* _Problem details_:
Return, from the lines below, each one that includes the word "rigorous".

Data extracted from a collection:
PR #1384, opened 2026-06-10
feat(preflight): add cuda-validation init-container

dmvevents:
## Summary

One-shot CUDA validation probe (`preflight-checks/cuda-validation/`) that runs as a Pod init-container: verifies GPU visibility and basic CUDA runtime execution on every detected device, and gates the workload pod from starting when CUDA is unhealthy. Sibling of `preflight-checks/dcgm-diag/`, `nccl-allreduce/`, and `nccl-loopback/` (Dockerfile, probe script, Makefile, README). Companion to the #891 split series: per @XRFXLP's #891 review, CUDA memory probing was excluded from the steady-state system-services-monitor daemon (it competes with running-workload GPU memory) — the init-container pattern runs once before the workload starts, eliminating that concern.

Each device probe runs in a child process with a `CUDA_VALIDATION_DEVICE_TIMEOUT` budget (default 60s), so a wedged GPU/driver that blocks `torch.cuda.synchronize()` inside a C call is killed and reported as a per-GPU failure instead of hanging the init-container until the pod deadline. Environment failures (torch not importable / no CUDA) exit distinctly from per-GPU failures.

## Type of Change
- [x] ✨ New feature

## Component(s) Affected
- [x] Other: `preflight-checks/cuda-validation/` (new init-container component)

## Testing
- [x] Tests pass locally — `black --check --line-length 120` (pinned 26.3.1) passes; probe verified against a stub torch that hangs in `synchronize()` (fails in 5.1s under a 5s budget, no leaked children) and against a healthy 2-GPU run
- [x] No breaking changes (new component, nothing existing modified)

## Checklist
- [x] Self-review completed
- [x] Ready for review

## Architecture
Runs as a Pod init-container; the exit code gates the workload pod from starting if CUDA is unhealthy. Workload runtime never sees this probe. All three review threads from @deesharma24 (probe timeout, `(ImportError, OSError)` guard, hard Black gate) are addressed in 7f98e3a with per-thread replies.

## Release Notes

* **New Features**
  * Added a CUDA validation probe deployable as a Kubernetes init-container to verify GPU visibility and basic runtime execution across detected devices.
  * Supports configurable tensor sizes and per-device timeouts.
  * Reports distinct outcomes for environment issues, GPU validation failures, and timed-out checks.

* **Documentation**
  * Added setup, configuration, exit-code, build, publishing, and Kubernetes deployment guidance.

* **Tests / CI**
  * Added automated linting, container builds, and publishing for the CUDA validation component.


preflight-checks/cuda-validation/cuda_validation.py
```diff
@@ -0,0 +1,169 @@
...
+def _tensor_size() -> int:
+    raw = os.getenv("CUDA_VALIDATION_TENSOR_SIZE", str(DEFAULT_TENSOR_SIZE))
+    try:
+        size = int(raw)
+    except ValueError:
+        return DEFAULT_TENSOR_SIZE
+    return size if size > 0 else DEFAULT_TENSOR_SIZE
+
+
+def _probe_device(torch, index: int, size: int) -> GPUResult:
```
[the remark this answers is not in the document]
dmvevents: Fixed in 7074580 — `_probe_device(torch: types.ModuleType, index: int, size: int)` with `import types` added. Kept the module-object parameter (rather than a top-level import) so a missing torch still maps to `EXIT_ENV_FAIL` in `main()`.

preflight-checks/cuda-validation/cuda_validation.py
```diff
@@ -0,0 +1,169 @@
...
+        return GPUResult(index=index, name=name, passed=True, detail="ok")
+    except Exception as exc:  # noqa: BLE001 - intentional broad catch
+        return GPUResult(index=index, name=name, passed=False, detail=str(exc))
+
+
+def main() -> int:
+    log = _setup_logging()
+
+    try:
+        import torch  # noqa: WPS433 - imported here so missing torch maps to EXIT_ENV_FAIL
```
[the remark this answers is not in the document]
dmvevents: Fixed in 7074580 — dropped the invalid `WPS433` code and kept the rationale as a plain comment. Ruff no longer reports RUF102 on the file.

preflight-checks/cuda-validation/Dockerfile
```diff
@@ -0,0 +1,52 @@
...
+    CUDA_VALIDATION_TENSOR_SIZE=1024
+
+WORKDIR /app
+
+COPY preflight-checks/cuda-validation/cuda_validation.py /app/cuda_validation.py
+RUN chmod +x /app/cuda_validation.py
+
+# Note: Running as root because CUDA device access typically needs
+# elevated privileges; matches the nccl-allreduce sibling.
+ENTRYPOINT ["python3", "/app/cuda_validation.py"]
```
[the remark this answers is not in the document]
dmvevents: Fixed in 7074580 — the image now creates and switches to a dedicated non-root user using the exact pattern of the `dcgm-diag` sibling (`groupadd -r nvsentinel && useradd -r -g nvsentinel nvsentinel` + `USER nvsentinel`), with `HOME=/tmp` so any torch/JIT cache writes succeed. On standard device-plugin/GPU-operator deployments `/dev/nvidia*` is world-accessible, so the probe keeps working non-root; deployments with restricted device modes can override `runAsUser` in the pod spec.

dmvevents:
Verified this against the PR diff and declining as not-applicable — the module is registered in the correct jobs, and the flagged lines are not this PR's entries:

- **Lint:** this PR adds `cuda-validation` to the `preflight-checks-lint-test` matrix (the job that runs `make -C preflight-checks/${{ matrix.component }} lint-test` and already covers `dcgm-diag`/`nccl-allreduce`/`nccl-loopback`). That is the correct matrix for a `preflight-checks/*` module. `modules-lint-test` (the matrix at lint-test.yml:183) is for top-level modules and would run `make -C cuda-validation`, which is a nonexistent path.
- **Container build:** this PR adds `component: preflight-cuda-validation` with `make_command: 'make -C preflight-checks/cuda-validation docker-build'` to `container-build-test.yml` — exactly the entry the finding asks to add.
- **The `lifecycle-manager` entries** at lint-test.yml:183 and container-build-test.yml:150-151 are upstream `main`'s lines from #1610 ("feat: add lifecycle-manager component scaffolding"), present here only because the branch merged current `main`; they register that component correctly and are untouched by this PR.

Happy to move the entries if a maintainer prefers a different matrix, but as-is the new module is linted and container-built by the same jobs as its sibling preflight checks.

preflight-checks/cuda-validation/cuda_validation.py
```diff
@@ -0,0 +1,176 @@
...
+        )
+
+    try:
+        torch.cuda.set_device(index)
+        # Allocate a tiny tensor, run a kernel, sync, verify the result.
+        # Small allocation keeps probe footprint negligible — the init
+        # container exits before the workload starts.
+        tensor = torch.randn(size, device=f"cuda:{index}")
+        total = tensor.sum()
+        torch.cuda.synchronize(index)
```
deesharma24, line 144: it can block indefinitely when the GPU/driver is unhealthy.So, it should be timeout based call.

preflight-checks/cuda-validation/cuda_validation.py
```diff
@@ -0,0 +1,176 @@
...
+        return GPUResult(index=index, name=name, passed=False, detail=str(exc))
+
+
+def main() -> int:
+    """Run the per-GPU CUDA validation probe; exit code encodes the failure class."""
+    log = _setup_logging()
+
+    try:
+        import torch  # imported here so missing torch maps to EXIT_ENV_FAIL
+    except ImportError as exc:
```
deesharma24: Should we have both  (ImportError, OSError) as exc:

preflight-checks/cuda-validation/Makefile
```diff
@@ -0,0 +1,91 @@
...
+	python3 -m py_compile cuda_validation.py
+	@if command -v pyflakes >/dev/null 2>&1; then \
+		echo "Running pyflakes..."; \
+		pyflakes cuda_validation.py; \
+	else \
+		echo "pyflakes not installed; skipping (py_compile already gated)"; \
+	fi
+	@if command -v black >/dev/null 2>&1; then \
+		echo "Running black --check (advisory)..."; \
+		black --check --line-length 120 cuda_validation.py \
```
deesharma24: shouldn't it be exited if it fails.something like below

```
  	@black --check --line-length 120 cuda_validation.py || { \
  		echo "ERROR: cuda_validation.py is not Black-formatted"; \
  		exit 1; \
  	}
```

preflight-checks/cuda-validation/cuda_validation.py
dmvevents: Agreed, and fixed in `7f98e3a`. You're right that it can block forever: `torch.cuda.synchronize()` on a wedged GPU/driver blocks inside a C call that holds the GIL, so a signal alarm or thread join can't interrupt it — the only reliable bound is to run the probe in a child process and kill it. Each device now gets a `CUDA_VALIDATION_DEVICE_TIMEOUT` budget (default 60s, `0` restores the old in-process behaviour) and a timeout is reported as a per-GPU failure (exit 1, "GPU or driver not responding"), not an env failure — the runtime came up, one device stopped answering. A child that dies without reporting (driver SIGABRT/SIGSEGV) is reported with its exitcode instead of being misread as a hang.

Verified against a stub torch that hangs in `synchronize()` for one device: the run now fails in 5.1s under a 5s budget with no leaked children, where before it blocked until the pod deadline. Healthy 2-GPU run still passes, `=0` keeps the in-process path, and a non-integer value falls back to the default.

preflight-checks/cuda-validation/cuda_validation.py
dmvevents: Yes — done in `7f98e3a`, now `except (ImportError, OSError) as exc`. The case you're guarding is real: torch's extension modules `dlopen` the CUDA driver/runtime, so a present-but-unloadable torch on a node with a broken or version-mismatched `libcuda` raises `OSError` from the loader, not `ImportError`. Both mean the environment is unusable rather than a specific GPU being bad, so both map to `EXIT_ENV_FAIL` (2). Also reworded the log line from "not available" to "not importable" since it now covers the load-failure case, and added a comment recording why `OSError` belongs there.

preflight-checks/cuda-validation/Makefile
dmvevents: You're right — applied your suggested form verbatim in `7f98e3a` (`Makefile:44-48`). It should be a hard gate: `make/python.mk:21` runs `poetry run black --check .` as a blocking step for every other Python module, and `setup-ci-env` installs the Black pinned in `.versions.yaml` (26.3.1), so the tool is present in `preflight-checks-lint-test`. My earlier advisory-warning comment was wrong about CI not having it.

One thing that came with it: the file was not actually Black-clean, so hard-gating alone would have turned this job red. I reformatted `cuda_validation.py` with the pinned 26.3.1 in the same commit (three collapsed `GPUResult(...)` calls). Verified both directions — `make lint-test` passes on the formatted file, and exits 1 with your error message on a deliberately unformatted copy. Dropped the `pyflakes` block's stale claim while I was there; it still skips cleanly when pyflakes is absent.

dmvevents: Correction to my line reference above: the Black gate is at `Makefile:51-55`, not 44-48 (44-50 is the pyflakes block, which is unchanged — what I removed was the stale *comment* above the target claiming CI has no Black).

dmvevents:
Branch updated to current `main` (clean merge, head `844195c4b806972f38254bdd48548684bfa9852c`); `black --check` with the pinned 26.3.1 passes locally. Retitled to `feat(preflight):` per the repo's conventional-commit titles and brought the body in line with the PR template.

All three of @deesharma24's threads are addressed in 7f98e3a with per-thread replies (child-process timeout for the wedged-GPU case, `(ImportError, OSError)`, hard Black gate) — ready for re-review whenever convenient.

@XRFXLP could you vet CI on this head when you get a chance (`/ok to test 844195c4b806972f38254bdd48548684bfa9852c`)?

dmvevents:
The single red check on this run — `modules-lint-test (labeler)` — is a flake unrelated to this PR (the diff touches only `preflight-checks/cuda-validation/`, no Go): `TestInitializeAll_RateLimitScenarios_InitializedLabelerUsesConfiguredQPS` panics with a nil-pointer dereference, and the same job passed in the #1382, #1383, and #1385 runs vetted in the same window. Flagging the test itself for maintainer awareness since a nil deref in the rate-limit scenarios looks like a real (if racy) bug in the test or initializer.

@XRFXLP could you re-run that job (or re-issue `/ok to test 844195c4b806972f38254bdd48548684bfa9852c`) when convenient? Everything else on this PR is green (79 checks).

dmvevents:
@deesharma24 gentle ping on this one — it's fully green on the CI matrix (the one red last week was a labeler flake that passed on re-run) and all three of your threads are addressed in 7f98e3a with per-thread replies (child-process timeout for the wedged-GPU case, `(ImportError, OSError)`, hard Black gate in your suggested form). It's independent of the ADR scope discussion, so it can merge on its own whenever you're satisfied with the re-review.

dmvevents:
Weekly touch on this one: still fully green (79 checks; the labeler flake cleared on re-run two weeks ago) and unchanged since — no churn pending. @deesharma24's three threads are each addressed in 7f98e3a with per-thread replies, and this PR is fully independent of the NPD/ADR discussion, so it's mergeable on its own. If @deesharma24 is heads-down on the NPD proposal, any maintainer's re-review works equally well — happy to walk through any of it. cc @XRFXLP

preflight-checks/cuda-validation/README.md
```diff
@@ -0,0 +1,116 @@
+# preflight-cuda-validation
```
XRFXLP: nit: we usually keep the docs here: https://github.com/NVIDIA/NVSentinel/tree/main/docs

deesharma24:
> Weekly touch on this one: still fully green (79 checks; the labeler flake cleared on re-run two weeks ago) and unchanged since — no churn pending. @deesharma24's three threads are each addressed in https://github.com/NVIDIA/NVSentinel/commit/7f98e3ad20ecf362a1390b2a087a0e673e4a521d with per-thread replies, and this PR is fully independent of the NPD/ADR discussion, so it's mergeable on its own. If @deesharma24 is heads-down on the NPD proposal, any maintainer's re-review works equally well — happy to walk through any of it. cc @XRFXLP

<<deepak>> preflight check dcgm-diag at the chart default DCGM_DIAG_LEVEL=2 (https://github.com/NVIDIA/NVSentinel/blob/main/distros/kubernetes/nvsentinel/charts/preflight/values.yaml#L151) maps to DCGM_DIAG_LVL_MED (https://github.com/NVIDIA/NVSentinel/blob/main/preflight-checks/dcgm-diag/dcgm_diag/diag.py#L52). What DCGM runs at that level:

- Test selection per level: https://github.com/NVIDIA/DCGM/blob/v4.5.2/nvvs/src/NvidiaValidationSuite.cpp#L1131-L1170 — Software group always, Memory plugin and PCIe plugin at >= MEDIUM.
- Software group "CUDA Main Library" / "CUDA Toolkit Library" is a dlopen of libcuda/libcudart only, no CUDA execution: https://github.com/NVIDIA/DCGM/blob/v4.5.2/nvvs/src/Software.cpp#L364-L381 and #L506.
- Memory plugin does real CUDA work per GPU: cuMemAlloc of most of the framebuffer (https://github.com/NVIDIA/DCGM/blob/v4.5.2/nvvs/plugin_src/memory/memory.cpp#L183) then the L1Tag test which launches CUDA kernels (https://github.com/NVIDIA/DCGM/blob/v4.5.2/nvvs/plugin_src/memory/memory.cpp#L591-L592, https://github.com/NVIDIA/DCGM/blob/v4.5.2/nvvs/plugin_src/memory/L1TagCuda.cpp#L341-L366).
- PCIe plugin does H2D/D2H copies and P2P on each GPU: https://github.com/NVIDIA/DCGM/blob/v4.5.2/nvvs/plugin_src/pcie/Pcie.cpp#L1197-L1210.

So, the above test does cuda related work.

Also, nccl-loopback covers the in-container side: all_reduce_perf -g <N> over every allocated GPU inside the init container (https://github.com/NVIDIA/NVSentinel/blob/main/preflight-checks/nccl-loopback/pkg/benchmark/benchmark.go#L73-L77), same PyTorch base as this PR, with result checking on by default (-c 1, https://github.com/NVIDIA/nccl-tests/blob/v2.13.11/README.md), ~5s, and a fatal HealthEvent on any CUDA/NCCL error (https://github.com/NVIDIA/NVSentinel/blob/main/preflight-checks/nccl-loopback/main.go#L93-L105).

So what #1384 probes (randn/sum/isfinite per GPU) is already exercised by both,  hence, I think we don't need additional  check to do cuda-validation. Please let me know if you disagree.

dmvevents:
I verified each citation before answering, and your analysis holds: at the shipped defaults, `dcgm-diag` level 2 exercises per-GPU CUDA more deeply than this probe does (framebuffer-scale `cuMemAlloc` + L1Tag kernels + PCIe H2D/D2H/P2P, with per-GPU verdicts), and `nccl-loopback` proves exactly the axis this PR claimed as distinctive — CUDA context init and kernel execution *through a workload-representative container* on the same PyTorch base, result-checked, fatal on CUDA/NCCL error.

The only residual I can name honestly: per-GPU fault *identity* through the workload stack specifically — the all-reduce fails as a collective, so a single bad GPU isn't isolated by nccl-loopback alone. But dcgm-diag supplies the per-GPU verdict, and a GPU that passes DCGM's own CUDA work while failing only a torch `randn` is an exotic case (a torch/driver mismatch presents env-wide, which nccl-loopback already catches). That residual doesn't justify a third component and its maintenance surface.

So I agree: **I'd close this PR as covered by the existing preflights** — same reasoning we applied when dropping the DCGM-duplicated checks from #891 and the fabric-state checker from the ADR discussion. Unless you or another maintainer see value in the residual, I'll close it out in a day or two and note the coverage mapping in the closing comment for anyone who searches for cuda-validation later. (The one reusable artifact from this review — the child-process-with-timeout probe pattern for wedged-driver cases, including the bounded-join fix CodeRabbit just suggested — is documented in the threads if it's ever useful elsewhere.) Thanks for the rigorous look — this is the second time your DCGM source-diving has saved the fleet a redundant collector.

dmvevents:
Closing as discussed ([coverage analysis](https://github.com/NVIDIA/NVSentinel/pull/1384#issuecomment-5597447523)): at the shipped defaults, `dcgm-diag` level 2 (per-GPU `cuMemAlloc` + L1Tag kernels + PCIe, with per-GPU verdicts) and the nccl-loopback workload-container check together cover what this init-container probed — @deesharma24's redundancy analysis held up under verification, and the residual gap (per-GPU identity through the torch stack specifically) is too exotic to justify a fourth CUDA-touching preflight. Thanks for the rigorous coverage mapping; this is the right kind of scope pruning.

* _Written solution_:
So I agree: **I'd close this PR as covered by the existing preflights** — same reasoning we applied when dropping the DCGM-duplicated checks from #891 and the fabric-state checker from the ADR discussion. Unless you or another maintainer see value in the residual, I'll close it out in a day or two and note the coverage mapping in the closing comment for anyone who searches for cuda-validation later. (The one reusable artifact from this review — the child-process-with-timeout probe pattern for wedged-driver cases, including the bounded-join fix CodeRabbit just suggested — is documented in the threads if it's ever useful elsewhere.) Thanks for the rigorous look — this is the second time your DCGM source-diving has saved the fleet a redundant collector.
Closing as discussed ([coverage analysis](https://github.com/NVIDIA/NVSentinel/pull/1384#issuecomment-5597447523)): at the shipped defaults, `dcgm-diag` level 2 (per-GPU `cuMemAlloc` + L1Tag kernels + PCIe, with per-GPU verdicts) and the nccl-loopback workload-container check together cover what this init-container probed — @deesharma24's redundancy analysis held up under verification, and the residual gap (per-GPU identity through the torch stack specifically) is too exotic to justify a fourth CUDA-touching preflight. Thanks for the rigorous coverage mapping; this is the right kind of scope pruning.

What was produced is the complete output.